Welcome. Actually, different lens optics will have different properties. Chromatic error is inevitable. This is the same for the glass which we shoot through. Adjusting the distance of the lights will helps sometimes too.  :Smile: 

Sent from my GT-N7105 using Tapatalk

----------


## tatguy

Actually in real life, the picture is not so green either, my red plants are suppose to be red and the soil is suppose to be the ADA color . It is only about a week old. Maybe my camera really "CMI" haha or maybe my photography "CMI"

----------


## thebaldingaquarist

I think its not the camera for a few reasons. the reason why i asked to turn the camera upside down is to eliminate lens issues. 

i ruled out aberration also because in the picture, there are other plants or objects that aberration can be more evident.

TS changed cameras and the glowing is still there, i think its either super saiyan plant or glass issue...

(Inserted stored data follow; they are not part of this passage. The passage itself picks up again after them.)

PR #26445, opened 2021-10-09
Organize trimming docs and add incompatibility page

agocke:
Moves trimming docs into a subdirectory.


gewarren (commented):
I left some suggestions. Also, if we move any existing file, we need to add a redirect to .openpublishing.redirection.json. And unfortunately it can't be done at the folder level, so we'll need one entry for each file.

gewarren (approved):

PR #25621, opened 2021-08-12
Long pollling fallback

gewarren:
Contributes to aspnet/announcements#470.

[Preview link](https://review.docs.microsoft.com/en-us/dotnet/core/compatibility/aspnet-core/6.0/blazor-long-polling-fallback?branch=pr-en-us-25621).

PR #26504, opened 2021-10-13
Remove long polling breaking change

gewarren:
Follow up to #25621. The breaking change was reverted in RC 2.


TanayParikh (approved):
Thanks!

PR #26505, opened 2021-10-14
File.Replace exceptions on Unix

### LINKED ISSUE #26323: [Breaking Change] `File.Replace` throws exceptions on more cases on Unix
### Description

In https://github.com/dotnet/runtime/pull/50234 we changed the behavior of `File.Replace` on Unix so that the exceptions it throws now match those that are thrown by the Windows implementation.

### Previous behavior

On Unix, with .NET 5, the `File.Replace` method:

- Throws `IOException` with the message `Is a directory`  when `sourceFileName` is a file and `destinationFileName` is a directory.
- Throws `IOException` with the message `Not a directory`  when `sourceFileName` is a directory and `destinationFileName` is a file.
- Silently succeeds when both `sourceFileName` and `destinationFileName` point to the same file or directory.

### New behavior

On Unix, with .NET 6, the `File.Replace` method now:

- Throws `UnauthorizedAccessException` with the message `The specified path <path> is not a path`, when either `sourceFileName` or `destinationFileName` exists and is not a file, or when both `sourceFileName` and `destinationFileName` point to the same existing directory.
- Throws `IOException` with the message `The source <sourceFileName> and destination <destinationFileName> are the same file` when `sourceFileName` and `destinationFileName` point to the same existing file.

### Type of breaking change

**Question**: I would classify this as a "different run-time behavior", but that case is mentioned in both options below. Which one do I choose for exception difference behaviors?:

### Reason for change

Ensuring we throw the same exceptions for the same reasons across platforms in `File.Replace`.

### Recommended action

If your `File.Replace` invocation on Unix is inside a try catch, make sure to now also catch `UnauthorizedAccessException`, and be aware of the new behaviors that are caught.

### Feature area

Core .NET Libraries

### Affected APIs

`File.Replace` https://docs.microsoft.com/en-us/dotnet/api/system.io.file.replace?view=net-6.0

gewarren:
Fixes #26323 

[Preview](https://review.docs.microsoft.com/en-us/dotnet/core/compatibility/core-libraries/6.0/file-replace-exceptions-on-unix?branch=pr-en-us-26505)

### DIFF
--- a/docs/core/compatibility/6.0.md
+++ b/docs/core/compatibility/6.0.md
@@ -45,6 +45,7 @@ If you're migrating an app to .NET 6, the breaking changes listed here might aff
 | [API obsoletions with non-default diagnostic IDs](core-libraries/6.0/obsolete-apis-with-custom-diagnostics.md) | ✔️ | ❌ | Preview 1 |
 | [Changes to nullable reference type annotations](core-libraries/6.0/nullable-ref-type-annotation-changes.md) | ✔️ | ❌ | Preview 1-2 |
 | [Environment.ProcessorCount behavior on Windows](core-libraries/6.0/environment-processorcount-on-windows.md) | ✔️ | ❌ | Preview 2 |
+| [File.Replace on Unix throws exceptions to match Windows](core-libraries/6.0/file-replace-exceptions-on-unix.md) | ✔️ | ❌ | Preview 7 |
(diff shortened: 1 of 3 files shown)


BillWagner (approved):
This LGTM @gewarren 

You can :shipit: when you're ready.

PR #26512, opened 2021-10-14
StringBuilder.Append overloads breaking change

### LINKED ISSUE #26428: [Breaking change]: StringBuilder.Append{Line} evaluation order
### Description

C# 10 adds support for better string interpolation, including the ability to target custom "handlers" in addition to strings (see https://devblogs.microsoft.com/dotnet/string-interpolation-in-c-10-and-net-6/ for more details).  `StringBuilder` takes advantage of this with new overloads of `Append` and `AppendLine` that accept a custom interpolated string handler.  Existing calls to these methods may now start binding to the new overloads.  In general, behavior is identical but with improved performance, e.g. rather than a string first being created and then that string appended, the individual components of the interpolated string are appended directly to the builder.  However, in doing so this can change the evaluation order of objects used as format items, which can in turn manifest in a difference in behavior.

### Version

.NET 6 RC 1

### Previous behavior

A call to:
```C#
stringBuilder.Append($"{a} {b}");
```
will compile to the equivalent of:
```C#
stringBuilder.Append(string.Format("{0} {1}", a, b));
```
which means `a` is evaluated, then `b` is evaluated, then a string is created from the results of those evaluations, and then that string is appended to the builder.

### New behavior

A call to:
```C#
stringBuilder.Append($"{a} {b}");
```
will compile to the equivalent of:
```C#
var handler = new StringBuilder.AppendInterpolatedStringHandler(1, 2, stringBuilder);
handler.AppendFormatted(a);
handler.AppendLiteral(" ");
handler.AppendFormatted(b);
stringBuilder.Append(ref handler);
```
which means `a` is evaluated and appended to the builder and then `b` is evaluated and appended to the builder.

If, for example, either `a` or `b` is itself the builder, e.g.
```C#
stringBuilder.Append($"{a} {stringBuilder}");
```
the alternate method of compilation can result in different behavior at run-time.

### Type of breaking change

### Reason for change

It is extremely common for developers to pass interpolated strings to `StringBuilder`, as it's more convenient than manually splitting the string into its constiuent components and calling `StringBuilder.Append` for each.  These new overloads enable the concise syntax and most of the performance of doing the individual calls.

### Recommended action

The vast majority of StringBuilder.Append and StringBuilder.AppendLine use will not notice a functional difference.  If a difference is found and proves to be problematic, simply adding a cast to `(string)` prior to the interpolated string will restore the previous behavior, e.g. `stringBuilder.Append((string)$"{a} {b}")`.  This is not recommended, however, unless it's actually required for compatibility.

### Feature area

Core .NET libraries

### Affected APIs

StringBuilder.Append
StringBuilder.AppendLine

gewarren:
Fixes #26428 

[Preview](https://review.docs.microsoft.com/en-us/dotnet/core/compatibility/core-libraries/6.0/stringbuilder-append-evaluation-order?branch=pr-en-us-26512)

### DIFF
--- a/docs/core/compatibility/6.0.md
+++ b/docs/core/compatibility/6.0.md
@@ -54,6 +54,7 @@ If you're migrating an app to .NET 6, the breaking changes listed here might aff
 | [Some parameters in Stream-derived types are renamed](core-libraries/6.0/parameters-renamed-on-stream-derived-types.md) | ✔️ | ❌ | Preview 1 |
 | [Standard numeric format parsing precision](core-libraries/6.0/numeric-format-parsing-handles-higher-precision.md) | ✔️ | ❌ | Preview 2 |
 | [Static abstract members in interfaces](core-libraries/6.0/static-abstract-interface-methods.md) | ❌ | ✔️ | Preview 7 |
+| [StringBuilder.Append overloads and evaluation order](core-libraries/6.0/stringbuilder-append-evaluation-order.md) | ❌ | ✔️ | RC 1 |
 | [System.Drawing.Common only supported on Windows](core-libraries/6.0/system-drawing-common-windows-only.md) | ❌ | ❌ | Preview 7 |
 | [System.Security.SecurityContext is marked obsolete](core-libraries/6.0/securitycontext-obsolete.md) | ✔️ | ❌ | RC 1 |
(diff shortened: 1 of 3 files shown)


stephentoub (approved):
Thanks!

If its super saiyan, i want your trimmings ok? I make early booking. hahaha

----------


## Dodofish

> I think its not the camera for a few reasons. the reason why i asked to turn the camera upside down is to eliminate lens issues. 
> 
> i ruled out aberration also because in the picture, there are other plants or objects that aberration can be more evident.
> 
> TS changed cameras and the glowing is still there, i think its either super saiyan plant or glass issue...
> 
> If its super saiyan, i want your trimmings ok? I make early booking. hahaha


Just google the word. There is a possibility that it is super saiyan glow as the word defines it. I will also like to have some glow in my tank so I can "Huat" haha.

Any spares?


Sent from my iPad using Tapatalk

----------


## tubularistical

Thanks for all the replies with tips, learning a lot as I'm also new to photography and invariably there is _something_ in my tank or around my tank that messes up my photos! I think some plants just have a knack of reflecting light the wrong way causing glare; coupled with the tank glass then camera mechanics it ends up looking a lot different from real life.. I had a similar problem with my lotus, think the leaf is just too flat, big and light-coloured, still looking for ways to get better photos  :Knockout: 

IMG_8332.jpg
Taken with iphone so I guess I shouldn't complain so much  :Opps:

----------


## tatguy

Can can that plant I plan on giving out anyway. I use it to judge my tank condition because it grows fast and hard to kill. anyhow cut at stem part be it floating or not also can survive. Anyone interested can PM me for a few stalks. It is relatively common though. limnophila.sp

----------


## tatguy

Picture of the same plant, look at the growth rate haha. they seem to be less "fuzzy" when its leaves are closed. I took at picture of it a few hours after lights off.
An this is what the plant that appeared yellow in the front is suppose to look like.

----------


## Ben12

As far as editing some of the effects out, wouldn’t you just be able to reduce some of the glow with a few alternatives online? Maybe GIMP which is a free program that really does rival Photoshop. It is something a bit strange though to see like that.

----------